Antibiotic combination therapies are important for the efficient treatment of many types of infections, including those caused by antibiotic-resistant pathogens. Combination treatment strategies are typically used under the assumption that synergies are conserved across species and strains, even though recent results show that the combined treatment effect is determined by specific drug–strain interactions that can vary extensively and unpredictably, both between and within bacterial species. To address this problem, we present a new method in which antibiotic synergy is rapidly quantified on a case-by-case basis, allowing for improved combination therapy. The novel CombiANT methodology consists of a 3D-printed agar plate insert that produces defined diffusion landscapes of 3 antibiotics, permitting synergy quantification between all 3 antibiotic pairs with a single test. Automated image analysis yields fractional inhibitory concentration indices (FICis) with high accuracy and precision. A technical validation with 3 major pathogens, Escherichia coli, Pseudomonas aeruginosa, and Staphylococcus aureus, showed equivalent performance to checkerboard methodology, with the advantage of strongly reduced assay complexity and costs for CombiANT. A synergy screening of 10 antibiotic combinations for 12 E. coli urinary tract infection (UTI) clinical isolates illustrates the need for refined combination treatment strategies. For example, combinations of trimethoprim (TMP) + nitrofurantoin (NIT) and TMP + mecillinam (MEC) showed synergy, but only for certain individual isolates, whereas MEC + NIT combinations showed antagonistic interactions across all tested strains. These data suggest that the CombiANT methodology could allow personalized clinical synergy testing and large-scale screening. We anticipate that CombiANT will greatly facilitate clinical and basic research of antibiotic synergy.
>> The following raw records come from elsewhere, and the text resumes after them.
PR #2742, opened 2023-03-03
Mailchimp Transactional Email Messaging Service

### LINKED ISSUE #2737: Mailchimp Transactional `MessagingConfig` support
We should support `Mailchimp Transactional` as a messaging config in Fides, so that users with Mailchimp Transactional accounts can configure Fides to support transactional emails (identity verification, notifications, etc).

seanpreston:
Closes #2737 

### Code Changes

### Steps to Confirm

### Pre-Merge Checklist

* Documentation:
* [ ] Update `CHANGELOG.md`

### Description Of Changes

This PR adds bindings for the Mailchimp Transactional mail messaging service.

### DIFF
--- a/src/fides/api/ops/schemas/messaging/messaging.py
+++ b/src/fides/api/ops/schemas/messaging/messaging.py
@@ -181,6 +181,18 @@ class MessagingServiceDetails(Enum):
     TWILIO_EMAIL_FROM = "twilio_email_from"
 
 
+class MessagingServiceDetailsMailchimpTransactional(BaseModel):
+    """The details required to represent a Mailchimp Transactional email configuration."""
+
+    domain: str
+    email_from: str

抗生素联合疗法对于有效治疗多种类型的感染（包括那些由抗生素耐药性病原体引起的感染）非常重要。尽管最近的结果表明，联合治疗的效果是由特定的药物-菌株相互作用决定的，而这种相互作用在细菌物种之间和内部可能会发生广泛而无法预测的变化，但通常在假设物种和菌株之间具有协同作用的前提下使用联合治疗策略。为了解决这个问题，我们提出了一种新的方法，其中可以根据具体情况快速量化抗生素协同作用，从而改善组合疗法。新颖的CombiANT方法包括3D打印的琼脂平板插入物，可产生3种抗生素的明确扩散图景，一次测试即可定量所有3对抗生素之间的协同作用。自动化图像分析可产生高精度和高精度的分数抑制浓度指数（FICis）。对3种主要病原体进行了技术验证，大肠杆菌，铜绿假单胞菌和金黄色葡萄球菌表现出与棋盘方法相当的性能，其优点是大大降低了CombiANT的测定复杂性和成本。协同筛选12种E的10种抗生素组合。大肠杆菌尿路感染（UTI）临床分离株说明了对精细联合治疗策略的需求。例如，甲氧苄啶（TMP）+硝基呋喃妥因（NIT）和TMP +美西林（MEC）的组合显示出协同作用，但仅对于某些分离株而言，而MEC + NIT的组合则在所有测试菌株中均表现出拮抗作用。这些数据表明，CombiANT方法可以进行个性化的临床协同测试和大规模筛选。我们预计CombiANT将大大促进抗生素协同作用的临床和基础研究。